E+ and Reinforcement Learning - approach to framework advice

Hello everyone! For a 'little' research project, I am working on developing/analyzing reinforcement learning (RL) algorithms for HVAC and building control and energy optimization using E+ simulator, and my testbed is a vertical farming facility.

This is a new project and I am completely new to E+ and anything alike. I started reading about E+ and scoping out the available tools just a few weeks ago. My current focus is reviewing existing research/technology for RL and E+ (there are several papers). I am realizing there is a substantial learning curve for all of this.

To use E+ for an RL framework, I need to access the 'state' (read temp, humidity sensors, weather, etc.) of the running simulator and 'act' on it (actuate ventilation, fans, setpoints, etc.) at sub-hourly timesteps - highest frequency is ideal.

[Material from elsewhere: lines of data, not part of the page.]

Issue #5375, opened 2023-01-27
PHPDoc works only partially for class variables (ex: string vs array)


tanzanite777:
### Apache NetBeans version

Apache NetBeans 16

### What happened

Netbeans seemingly fails to parse class variable PHPDoc if it is 'array' type. Consequently, code completion and inspection (hold control key and hover - i believe it is the default binding) cannot show the content of the PHPDoc block comment.

Works correctly with everything else i can think of.

### How to reproduce

Create a php project (8.1) with this file:

```
<?php declare(strict_types=1);

class Test {
  /**
   * This text will show up correctly. Works with any other type, except array, that i can think of - not just 'string'.
   * @var string
   */
  static string $works;

  /**
   * This PHPDoc block comment is completely ignored and this text will not show up anywhere.
   * @var array
   */
  static array $snafu;
}
```

### Did this work correctly in an earlier version?

No / Don't know

### Operating System

System: Windows 10 version 10.0 running on amd64; UTF-8; en_US (nb)

### JDK

Java: 18; Java HotSpot(TM) 64-Bit Server VM 18+36-2087

### Apache NetBeans packaging

Apache NetBeans provided installer

### Anything else

100% reproducible.

### Are you willing to submit a pull request?

No

### Code of Conduct

Yes

troizet:
Similar behavior for the intersection type. 
I can make a fix for the intersection type and a workaround for the array, but I can't make the correct tests until #5426, #5427 are fixed.

PR #5475, opened 2023-02-12
PHP: Changed the way to parse an array type by analogy with other types.

troizet:
What was done in this PR:
- Changed the way to parse an array type by analogy with other types
- Fixed broken tests
- Fixed issue #5375
- New tests for fixed issue have been added
- Fixed broken `UnusableTypesHintError`

The reason for issue #5375 is that the condition: https://github.com/apache/netbeans/blob/80ee045a8fb276323d6f756c8947950a07dbf540/php/php.editor/src/org/netbeans/modules/php/editor/parser/api/Utils.java#L106-L108 is not fulfilled, because the array type is parsed differently than the other type.
In this PR I tried to change the parser so that the array type is parsed similarly to other types.
Locally, all unit tests passed successfully.
Manual testing showed no problems either.


troizet:
Somehow missed the broken test. Sorry. I'll keep looking into it.

php/php.editor/src/org/netbeans/modules/php/editor/verification/UnusableTypesHintError.java
```diff
@@ -590,7 +587,7 @@ private static boolean isCallableType(Identifier identifier) {
         private static boolean isVoidType(NamespaceName namespaceName) {
             return Type.VOID.equals(CodeUtils.extractUnqualifiedName(namespaceName));
         }
-
+
```
junichi11, line 590: Please remove whitespaces.

php/php.editor/src/org/netbeans/modules/php/editor/verification/UnusableTypesHintError.java
```diff
@@ -576,11 +574,10 @@ private void createRedundantTypeCombinationError(ASTNode node, UnionType unionTy
         private void createIterableRedundantTypeCombinationError(UnionType unionType, IterableRedundantTypeCombination.RedundantType redundantType) {
             hints.add(new IterableRedundantTypeCombination(rule, fileObject, unionType.getStartOffset(), unionType.getEndOffset(), unionType, redundantType));
         }
-
-        private static boolean isArrayType(Identifier identifier) {
-            return !identifier.isKeyword()
-                    && Type.ARRAY.equals(identifier.getName().toLowerCase(Locale.ENGLISH));
-        }
+
```
junichi11, line 577: Please remove a whitespace.

php/php.editor/src/org/netbeans/modules/php/editor/verification/UnusableTypesHintError.java
troizet: Done.

php/php.editor/src/org/netbeans/modules/php/editor/verification/UnusableTypesHintError.java
troizet: Done.

junichi11 (approved):
Thanks!

php/php.editor/tools/ASTPHP5Parser.cup
```diff
@@ -2625,10 +2625,9 @@ fully_qualified_class_name:className
     RESULT = className;
 :}
 
-| T_ARRAY:array
+| T_ARRAY:name
 {:
-    Identifier classId = new Identifier(arrayleft, arrayright, "array");
-    RESULT = classId;
+    RESULT = NamespaceName.create(nameleft, nameright, name);
```
tmysik, line 2630: @junichi11 Is this really correct? I am sorry, but I simply cannot recall it... (yes, it is a long time ago, already :)

Thanks.

tmysik (approved):

tmysik:
@junichi11 Please, see my question above. If it is OK, feel free to merge this PR. Thank you.

tmysik:
@troizet Thanks a lot for this PR! It is really great to have it!

php/php.editor/tools/ASTPHP5Parser.cup
junichi11: `string` is recognized as a namespace name with #4037
https://github.com/apache/netbeans/blob/1d85a3e854fafef563a3b0986b88f4e9613a1d85/php/php.editor/tools/ASTPHP5Parser.cup#L4323-L4348

So, this should be OK, I think.
If we come across a problem, let's fix it. Thanks!

tmysik: Thanks!

PR #5476, opened 2023-02-12
PHP: Corrected a typo in the php parser tests

troizet:
Corrected a typo in the php parser tests.


KacerCZ:
Change looks sane.
Let's see result of CI.

KacerCZ (approved):

junichi11:
@mbien Doesn't work tests of php.editor?

mbien:
> @mbien Doesn't CI run tests of php.editor?

hi @junichi11, the label was added *after* the workflow request was built. Starting a fresh workflow will take new labels into account (restarting will not unfortunately).

This is the main reason we have the "secret" workaround of PR locking/unlocking which is used a trigger for a fresh workflow run (instead of restarting an old run which does not update its label information).

going to do this now and start a fresh workflow run here

junichi11:
@mbien OK. Thanks!

mbien:
@junichi11 thanks for checking that the correct tests run during review!

junichi11 (approved):

PR #53, opened 2022-11-16
Labelling workload cluster's apps

gusevda:
The purpose of this RFC is to propose a labelling scheme to safely identify a workload cluster's defining apps.

Towards https://github.com/giantswarm/roadmap/issues/1599, https://github.com/giantswarm/roadmap/issues/1559.

### DIFF
--- a/labelling-wc-apps/README.md
+++ b/labelling-wc-apps/README.md
@@ -5,11 +5,11 @@ The purpose of this RFC is to propose a labelling scheme to safely identify a wo
 This is required for:
 
 - deleting a workload cluster on CAPI;
-- displaying a workload cluster's defining apps in Happa.
+- displaying a workload cluster's defining apps in a client like the web UI (happa).
 
 ## Deleting a workload cluster on CAPI
 
-To delete a workload cluster on CAPI we need to identify corresponding cluster app.
+To delete a workload cluster on CAPI, we need to identify the corresponding cluster app.
 
 ### Current state
 
@@ -17,15 +17,15 @@ On CAPI we are relying on the resource names (in the org namespace) for cluster 
 
 ### Proposal
 
-Require `giantswarm.io/cluster` to be present in all app resources related to a workload cluster, including cluster app.
+Require the `giantswarm.io/cluster` label to be present in all App resources related to a workload cluster, including the cluster app.
 
-Introduce a new `giantswarm.io/cluster-app` label to safly mark cluster app CRs.
+Introduce a new `giantswarm.io/cluster-app` label to safely mark cluster app resources (the App CR).
 
 Refactor places where it's assumed that cluster app doesn't have `giantswarm.io/cluster` label to rely on a new `giantswarm.io/cluster-app` label instead.
 
 ## Displaying a workload cluster's defining apps in Happa
 
-In Happa, we display workload cluster's apps in two separate lists - apps installed by a user and default (preinstalled) apps. To achieve that, we need:
+In Happa, we intend to display a workload cluster's apps in two separate lists - apps installed by a user and default (preinstalled) apps. To achieve that, we need:
 
 - fetch all App CRs related to a workload cluster. On CAPI this list should not contain cluster app App CR.
 - split the App CRs into default apps and user installed apps.
@@ -49,6 +49,6 @@ On CAPI, proposal from the "Deleting a workload cluster on CAPI" will also suit 
 
 #### For splitting cluster's apps into two lists:
 
-We could eather introduce a new label to mark default apps bundle e.g. `giantswarm.io/installed-by-default`, or we can set `giantswarm.io/managed-by` label of a default apps bundle to something specific (right now it's not set).
+We could either introduce a new label to mark default apps bundle, e.g. `giantswarm.io/installed-by-default`, or we can set the `giantswarm.io/managed-by` label of a default apps bundle to something specific (right now it's not set).
 
-Require that `giantswarm.io/managed-by` label is correctly set for app bundle's child apps. It should point to a parent app.
+Require that `giantswarm.io/managed-by` label is correctly set for app bundle's child apps. It should point to the parent app.
--- a/labelling-wc-apps/README.md
+++ b/labelling-wc-apps/README.md
@@ -1,0 +1,54 @@
+# Labelling workload cluster's apps
+
+The purpose of this RFC is to propose a labelling scheme to safely identify a workload cluster's defining apps.
+
+This is required for:
+
+- deleting a workload cluster on CAPI;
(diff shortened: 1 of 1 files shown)


labelling-wc-apps/README.md
```diff
@@ -0,0 +1,54 @@
+# Labelling workload cluster's apps
+
+The purpose of this RFC is to propose a labelling scheme to safely identify a workload cluster's defining apps.
+
+This is required for:
+
+- deleting a workload cluster on CAPI;
+- displaying a workload cluster's defining apps in Happa.
```
marians, line 8:
```suggestion
- displaying a workload cluster's defining apps in a client like the web UI (happa).
```

labelling-wc-apps/README.md
```diff
@@ -0,0 +1,54 @@
...
+
+## Deleting a workload cluster on CAPI
+
+To delete a workload cluster on CAPI we need to identify corresponding cluster app.
```
marians, line 12:
```suggestion
To delete a workload cluster on CAPI, we need to identify the corresponding cluster app.
```

labelling-wc-apps/README.md
```diff
@@ -0,0 +1,54 @@
...
+
+### Current state
+
+On CAPI we are relying on the resource names (in the org namespace) for cluster app selection which is not recommended. There is no reference between cluster CR and cluster app CR - unlike other cluster's app resources, cluster app CR doesn't have `giantswarm.io/cluster` label. It cannot be set at the moment, since it will break cluster deletion.
+
+### Proposal
+
+Require `giantswarm.io/cluster` to be present in all app resources related to a workload cluster, including cluster app.
```
marians, line 20:
```suggestion
Require the `giantswarm.io/cluster` label to be present in all App resources related to a workload cluster, including the cluster app.
```

labelling-wc-apps/README.md
```diff
@@ -0,0 +1,54 @@
...
+
+Introduce a new `giantswarm.io/cluster-app` label to safly mark cluster app CRs.
+
+Refactor places where it's assumed that cluster app doesn't have `giantswarm.io/cluster` label to rely on a new `giantswarm.io/cluster-app` label instead.
+
+## Displaying a workload cluster's defining apps in Happa
+
+In Happa, we display workload cluster's apps in two separate lists - apps installed by a user and default (preinstalled) apps. To achieve that, we need:
+
+- fetch all App CRs related to a workload cluster. On CAPI this list should not contain cluster app App CR.
```
marians, line 30: Why should this list not include the cluster app?

labelling-wc-apps/README.md
```diff
@@ -0,0 +1,54 @@
...
+
+#### For cluster's apps fetching:
+
+On vintage, let's make `giantswarm.io/cluster` label to be required for all app resources related to a workload cluster.
+
+On CAPI, proposal from the "Deleting a workload cluster on CAPI" will also suit this use case. We will fetch all cluster's app resources relying on the `giantswarm.io/cluster` label and the `giantswarm.io/cluster-app` label can be used to filter out cluster app from a list.
+
+#### For splitting cluster's apps into two lists:
+
+We could eather introduce a new label to mark default apps bundle e.g. `giantswarm.io/installed-by-default`, or we can set `giantswarm.io/managed-by` label of a default apps bundle to something specific (right now it's not set).
```
marians, line 52:
```suggestion
We could either introduce a new label to mark default apps bundle, e.g. `giantswarm.io/installed-by-default`, or we can set the `giantswarm.io/managed-by` label of a default apps bundle to something specific (right now it's not set).
```

labelling-wc-apps/README.md
```diff
@@ -0,0 +1,54 @@
...
+
+Require that `giantswarm.io/managed-by` label is correctly set for app bundle's child apps. It should point to a parent app.
```
marians, line 54:
```suggestion
Require that `giantswarm.io/managed-by` label is correctly set for app bundle's child apps. It should point to the parent app.
```

marians (approved):
Cosmetic changes suggested. Content wise I have nothing to add/change.

labelling-wc-apps/README.md
gusevda: I should rephrase it. It's more like 
> Currently we don't display cluster app in the UI, so we should either fetch all the apps except cluster app, or we need a way to filter it out later.

marians: Now I get it. Yep, would be good to clarify that.

vxav:
It should be enough to add a label in the `default-app-<provider>` charts to identify default apps.
e.g. https://github.com/giantswarm/default-apps-cloud-director/blob/main/helm/default-apps-cloud-director/templates/_helpers.tpl#L19

labelling-wc-apps/README.md
```diff
@@ -0,0 +1,66 @@
...
+
+To delete a workload cluster on CAPI, we need to identify the corresponding cluster app.
+
+### Current state
+
+On CAPI we are relying on the resource names (in the org namespace) for cluster app selection which is not recommended. There is no reference between cluster CR and cluster app CR - unlike other cluster's app resources, cluster app CR doesn't have `giantswarm.io/cluster` label. It cannot be set at the moment, since it will break cluster deletion.
+
+### Proposal
+
+Require the `giantswarm.io/cluster` label to be present in all App resources related to a workload cluster, including the cluster app.
```
fiunchinho, line 20: Just to add some context, I believe that we don't add the label to the cluster-app because `cluster-apps-operator` adds a finalizer to the Cluster CR once it starts reconciling a cluster, which is removed from the Cluster CR once all the apps labeled `giantswarm.io/cluster` are deleted. But the cluster-app won't be removed until the Cluster CR is removed. And that won't happen until the finalizer is removed. And that won't happen until the cluster-app is removed. So we have a chicken - egg kind of problem.

How do you propose to rewrite the deletion logic so that it works after adding the `giantswarm.io/cluster` label?

gusevda: I think we can be more explicit about not deleting the cluster-app. At the moment it kinda happens as a side effect, it's assumed that you have a knowledge that the cluster-app doesn't have a `giantswarm.io/cluster` label. Maybe instead of selecting the apps labeled with `giantswarm.io/cluster` label, we can select the apps labeled with `giantswarm.io/cluster` and that don't have `application.giantswarm.io/cluster-app` label which I suggest to add.

kubasobon (approved):

fiunchinho:
What's the current state of this RFC? What do we do with it?

gusevda:
> What's the current state of this RFC? What do we do with it?

I think we need to discuss the priority of it in the Honeybadger team, I will raise the discussion.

I am 'aware' of OpenStudio, OpenStudio Coalition, SketchUp plugin, Euclid, Modelica, BCVTB, EMS, Python EMS API, RL Testbed for E+ (IBM), and Spawn (yet to come?); but have yet to really dig into any serious documentation. I don't know where to begin.

I am looking for any advice on how to approach this project and learning in a logical manner so as to avoid reading 100s, 1000s of pages of documentation serially. I know I have lots of reading/learning ahead of me, but I can't afford to waste days/weeks digging into something that doesn't align with my project objectives.

Some foresight would be greatly appreciated. Thank you!